Anyways, hope you liked looking.

----------


## wolfy-hound

That's really awesome! You can try lining the rabbit fur to keep it from being so hot.  Certain cloth will keep the heat flowing away from you.
I'd love to see a total outfit on!

----------

_Seneschal_ (05-27-2009)

----------


## Seneschal

> That's really awesome! You can try lining the rabbit fur to keep it from being so hot.  Certain cloth will keep the heat flowing away from you.
> I'd love to see a total outfit on!


Really? I might do that, but I don't think I want to wear the rabbit fur vest to conventions and rennaisance faires in the Florida heat. The next one I intend to wear this to is in July, and since I was unable to wear this for more than 4 hours this con, I'd like to be able to wear it longer.
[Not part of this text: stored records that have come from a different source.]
PR #2266, opened 2020-10-05
check against own jid when detecting forged mam messages

ChaosKid42:
I see many `Invalid Stanza: Forged MAM message from ...` error messages on the console when fetching messages from the archive (MAM). Fetched messages are then discarded.

This PR fixes it.


jcbrand:
Thank you @ChaosKid42

Could you also please write a test for this? To make sure we avoid a similar regression in the future.

ChaosKid42:
> Thank you @ChaosKid42
> 
> Could you also please write a test for this? To make sure we avoid a similar regression in the future.

@jcbrand Done.

spec/mam.js
```diff
@@ -265,6 +265,60 @@ describe("Message Archive Management", function () {
                 done();
             }));
 
+            it("is not discarded if it comes from the right sender",
+                mock.initConverse(
```
jcbrand, line 269: Can you please add a forged message to this test-case and then check that it gets rejected?

That way we cover both cases.

I also think the test can then be renamed to `is discarded if it's forged`, since that's the exception and being not discarded is the norm.

ChaosKid42: The other case is already covered [here](https://github.com/conversejs/converse.js/blob/master/spec/mam.js#L213). That's why I didn't add it.

PR #2267, opened 2020-10-06
Allow mention autocomplete to trigger right after a new line

XaviFP:

### DIFF
--- a/src/headless/utils/core.js
+++ b/src/headless/utils/core.js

I'll probably try to find some other period accurate material to use for a vest. 

XD I'll probably do that tomorrow and have my brother take photos outside if it's nice enough. I didn't feel like it today though.

And thank you for the compliment. <3 <3 <3

----------


## Seneschal

Ah-HAH! I knew a friend of mine would come through! <3 Everybody thank my bud Robert for getting this for me! (And for informing me shortly after that I was beginning to have a wardrobe malfunction LOL!). Full costume, horns and all!

----------


## wolfy-hound

That is definitely one rocking costume.  You did a bang up job on the legs.

----------

_Seneschal_ (05-27-2009)

----------


## Laooda

:Bowdown:  :Good Job:  :Bowdown:   I LOVE it!!!
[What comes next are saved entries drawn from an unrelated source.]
Issue #2274, opened 2020-10-06
Concord theme: Invisible send button


Zash:
**Describe the bug**
When using the 'concord' theme, the button to send messages is a white icon on white background.

**To Reproduce**
1. Configure concord theme
2. Open a chat
3. Look for send button

**Expected behavior**
Button should match the colors of the theme, ~~i.e. gray on white~~, gray and white (which should be which of these left to the concord theme designer). Compare the `<<` icon in attached screenshots.

**Screenshots**

![image](https://user-images.githubusercontent.com/197474/95246869-66fb1b00-0815-11eb-84c1-fb2a28ab77b6.png)

![image](https://user-images.githubusercontent.com/197474/95246901-72e6dd00-0815-11eb-8bb5-c7e216008fa8.png)

**Environment (please complete the following information):**
 - Debian 10 desktop
 - Firefox ?? ESR
 - Converse.js version almost 7 f68eb65cd79b4bd5edd67d0d87c5f01e22f653df (might be a few commits earlier actually)

**Additional context**
Spotted a `color: #fff !important` in the browser DOM inspector tool which appears to come from:

https://github.com/conversejs/converse.js/blob/f68eb65cd79b4bd5edd67d0d87c5f01e22f653df/sass/_core.scss#L392-L396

Wonderful job on the entire thing!  The hooves are the BEST!!!

----------

_Seneschal_ (05-27-2009)

----------


## dr del

Outstanding job,  :Very Happy: 

When you said the shoes were uncomfortable I thought you meant a pair of these for a moment.  :Giggle: 

But I love the amount of effort you put into getting it right.  :Bowdown:   :Bowdown: 


dr del

----------

_Seneschal_ (05-27-2009)

----------


## Seneschal

> Outstanding job, 
> 
> When you said the shoes were uncomfortable I thought you meant a pair of these for a moment. 
> 
> But I love the amount of effort you put into getting it right.  
> 
> 
> dr del


*stares at the shoes* ...Oh my god. Those...are...
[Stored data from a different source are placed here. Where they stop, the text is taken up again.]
PR #3980, opened 2026-03-22
feat: require current password when changing password (#3120)

### LINKED ISSUE #3120: Ask user to provide current password in order to reset password

FloodExLLC:
## Summary

- Adds a "Current password" field to the password reset form (closes #3120)
- Verifies the current password against the stored connection password when available, preventing unauthorized password changes when someone has access to the browser
- Adds error message display when the current password is incorrect

## Changes

- `src/plugins/profile/password-reset.js`: Added `current_password_error` property and `checkCurrentPassword()` method
- `src/plugins/profile/templates/password-reset.js`: Added "Current password" input field with error display
- `src/plugins/profile/tests/password-reset.js`: Added test for incorrect current password, updated helper to include current password

## Test plan

- [x] Existing password reset tests pass with updated helper (uses correct password `secret`)
- [x] New test verifies that submitting with wrong current password shows error and sends no IQ stanzas
- [x] Form requires current password field (marked `required`)

?? Generated with [Claude Code](https://claude.com/claude-code)

### DIFF
--- a/src/plugins/profile/password-reset.js
+++ b/src/plugins/profile/password-reset.js
@@ -11,12 +11,14 @@ class PasswordReset extends CustomElement {
     static get properties () {
         return {
             passwords_mismatched: { type: Boolean },
+            current_password_error: { type: Boolean },
             alert_message: { type: String }
         }
     }
 
     initialize () {
         this.passwords_mismatched = false;
+        this.current_password_error = false;
         this.alert_message = '';
     }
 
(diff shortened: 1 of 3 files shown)


src/plugins/profile/password-reset.js
```diff
@@ -33,9 +35,22 @@ class PasswordReset extends CustomElement {
         return this.passwords_mismatched
     }
 
+    checkCurrentPassword (ev) {
+        const form_data = new FormData(ev.target.form ?? ev.target);
+        const current_password = form_data.get('current_password');
+        const connection = api.connection.get();
+        if (connection?.pass && current_password !== connection.pass) {
```
jcbrand, line 42: This isn't going to work in all cases. When you reconnected via BOSH or XEP-0198 then the password won't be set on the connection object.

jcbrand: To properly test the existing password, you might have to create a new Strophe.Connection object (using the subclass in Converse is likely overkill) and then test logging in with that connection and the provided password.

D8 they look...HORRIBLE!!!! Oh jeez!!! Where do you even find those?!?! Good lawd, and I thought the pumps I had were bad! You couldn't pay me enough to wear those things!  :Wag of the finger: 

XD Thanks, and also thanks for the reminder that there are worse things.  :Surprised:

----------

dr del (05-27-2009)

----------


## Samuel

... I think I love you.

----------

_Seneschal_ (05-29-2009)

----------


## Seneschal

> ... I think I love you.


*grin* Better than the angry gorilla?

----------


## Spaniard

Nice work, that looks great  :Smile:  The legs are fantastic!

----------

_Seneschal_ (05-29-2009)

----------


## BrucenBruce

That's a beauty!

I did something similar once (and still have it, though I don't think any photos exist!) and suspect that my shoes were even less comfortable than yours. I carved hooves out of a railroad tie, but only under the balls of my feet - basically, I had to walk on tiptoe, three or four inches off the ground, while I was wearing them.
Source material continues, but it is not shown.